Dataset entries
PR #10082, opened 2018-03-02
Adding the ability for admins to revoke/reinstate chat privileges and block/unblock users from the profile page.

### LINKED ISSUE #10073: Mod Tool: Block/mute button directly in user profiles
Right now, users who are problematic can only be blocked or muted via the Hall of Heroes, which takes a lot of time. Usually this is okay, but sometimes there are situations of urgency where we need to  move as quickly as possible to protect the community.  In those situations, it would be helpful to have a block/mute button in the profile box. This button should ONLY be visible to moderators and staff.

This doesn't need to have a particularly polished design, as only staff and moderators see it, but they should be easily visible.

Hus274:
This change adds buttons to the profile viewer modal that allow the admins to control block/unblock and chat privilege status quickly and easily. I've attached pictures below that show these new icons.

fixes #10073

### Changes
I think there are two key decisions that I thought through that could change here. One is I didn't regionalize the tool tips for the admin buttons because only the admins should have access to them and the hall of heroes messages for the same don't appear to be regionalized. This should be pretty trivial to fix if we want these to be regionalized.

The second thing to consider is the fact that the profile page shows the block and unblock buttons simultaneously instead of only showing the button that changes the user's status (eg. only show the blocked button if the user in unblocked). The reason I did this is because the user object on the client side here doesn't have the user.flags or the user.auth.blocked fields of the user object and I don't know that it's something you want the clients to be able to access with some minor javascript work (mostly an information security thing) so I simply allow the property to be set with these idempotent operations regardless of the current state.

### Non-admin view
screen shot 2018-03-01 at 4 58 22 pm
### New Admin View
screen shot 2018-03-01 at 4 58 28 pm
### Tooltips
screen shot 2018-03-01 at 4 59 11 pm
screen shot 2018-03-01 at 4 59 13 pm
screen shot 2018-03-01 at 4 59 16 pm
screen shot 2018-03-01 at 4 59 18 pm

Let me know if you have any feedback!


Alys:
The tooltips don't need to be regionalised, but thank you for asking!

For myself personally, I don't mind that both sets of buttons show and I'd prefer that to having more complex code that's needed for only the sake of this moderator feature. I'll point the other mods at this and ask how they feel. Thanks for the screenshots!

Alys:
Oh, although... I was assuming that the buttons would be greyed out or not depending on the current status of the user as in the "New Admin View" screenshot, but I've just realised that that's not possible without knowing the state of the user, is it? Mods will need to see if the user has already been blocked/muted or not.

Hus274:
Yep, that makes sense to me. I can look at loading that section of the user in to make it so the buttons can react to the current status of the user.

Hus274:
Ok, I've updated the page to have a button that basically puts the page into admin editting mode and then dynamically creates the appropriate button based on the current state of the user. @Alys does this work for what you were thinking?

### Loading the tools
screen shot 2018-03-01 at 8 14 39 pm

### Dynamic Buttons
screen shot 2018-03-01 at 8 15 24 pm
screen shot 2018-03-01 at 8 15 34 pm
screen shot 2018-03-01 at 8 15 42 pm
screen shot 2018-03-01 at 8 19 16 pm

Hus274:
This should be ready for review. Let me know if you have any comments!

paglias:
@Hus274 thanks! This week the team's going to be a bit busy with meetings so it might have to wait until next week, but we'll get to it :)

website/client/components/userMenu/profile.vue
```diff
@@ -866,6 +898,40 @@ export default {
...
+          chatRevoked: true,
+        };
+      }
+      this.hero.flags.chatRevoked = true;
+
+      this.$store.dispatch('hall:updateHero', { heroDetails: this.hero });
+    },
+    adminReinstateChat () {
+      if (!this.hero.flags) {
+        this.hero.flags = {
```
paglias: both here and in the previous fiunction can you just do

```
if (!this.hero.flags) {
        this.hero.flags = {}
}
```

since the value is set to true anyway in the next line

paglias (changes requested):

website/client/components/userMenu/profile.vue
Hus274: Sounds good, I'll fix this up

Hus274:
Fixed this up, should be ready for review now.

SabreCat:
On a roll, man! Thanks for all this!

paglias:
Hey @Hus274 looks like there's a small problem with this, when you open someone's profile and are an admin the upper half of the profile modal contains your info instead of the user's

schermata_2018-03-27_alle_20_09_59

Hus274:
hmm ok, let me take a look.

Hus274:
I'm not able to replicate what you've described here. I've opened the profile modal by clicking on a member in my party and on a player icon in the tavern but both times it correctly showed that persons modal. Are you accessing the profile from somewhere else?

screen shot 2018-03-28 at 6 18 30 am

paglias:
Oh, the pr isn't live yet, I was able to reproduce it on a testing site we
use internally and uses the same database as the production site. But it
doesn't seem to happen all the times

Il Mer 28 Mar 2018, 15:20 Travis <notifications@github.com> ha scritto:

SabreCat:
Will revert this on `release` for today's Staging deploy, but leave it as-is on `develop` for further testing!

Hus274:
@SabreCat makes sense, thanks!

@paglias Do you think that this change introduced this defect? Looking through the code here, I don't see how this could be causing the behavior you're describing. Is this something you can reproduce consistently? If so could you share the steps?

I haven't been able to reproduce this on the local develop instance that I'm running but I might not doing the right things to replicate the behavior.

The reason that I don't think this has something to do with this change is the top of the Profile modal simply [takes the user object as it's input](https://github.com/HabitRPG/habitica/blob/develop/website/client/components/userMenu/profile.vue#L34) and the changes in this commit don't update the user object at all. Is it possible there was a different commit that introduced this issue or is there anything you see that I'm missing here?

Sorry, I know this doesn't provide a ton of useful information. I'm having a tough time figuring out where to look without being able to reproduce the issue on my side.

paglias:
@Hus274 you're it's probably not related to this one, sorry I just got confused because I got the bug report when someone was checking what caused this. I'll investigate

Hus274:
No worries! Thanks for checking!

[TASK TO CARRY OUT] Begin at the line above that has "Il Mer 28 Mar" and stop after the line that has "makes sense, thanks!", copying each line exactly and adding nothing else.

[YOUR SOLUTION]
Il Mer 28 Mar 2018, 15:20 Travis <notifications@github.com> ha scritto:

SabreCat:
Will revert this on `release` for today's Staging deploy, but leave it as-is on `develop` for further testing!

Hus274:
@SabreCat makes sense, thanks!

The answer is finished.